Exercise: When you print the material, keep every line identical to the original.

Extracted material:
PR #190, opened 2023-06-16
fix colormaps import for older mpl

md-arif-shaikh:


gw_eccentricity/plot_settings.py
```diff
@@ -1,9 +1,15 @@
 """Fancy settings for plots."""
 from matplotlib import rc
 from cycler import cycler
-from matplotlib import colormaps
 
-dark2 = colormaps["Dark2"].colors
+# Getting colormaps in matplotlib has changed from v3.5.0
+import matplotlib
+if matplotlib.__version__ < "3.5.0":
```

Answer section:
PR #190, opened 2023-06-16
fix colormaps import for older mpl

md-arif-shaikh:


gw_eccentricity/plot_settings.py
```diff
@@ -1,9 +1,15 @@
 """Fancy settings for plots."""
 from matplotlib import rc
 from cycler import cycler
-from matplotlib import colormaps
 
-dark2 = colormaps["Dark2"].colors
+# Getting colormaps in matplotlib has changed from v3.5.0
+import matplotlib
+if matplotlib.__version__ < "3.5.0":
```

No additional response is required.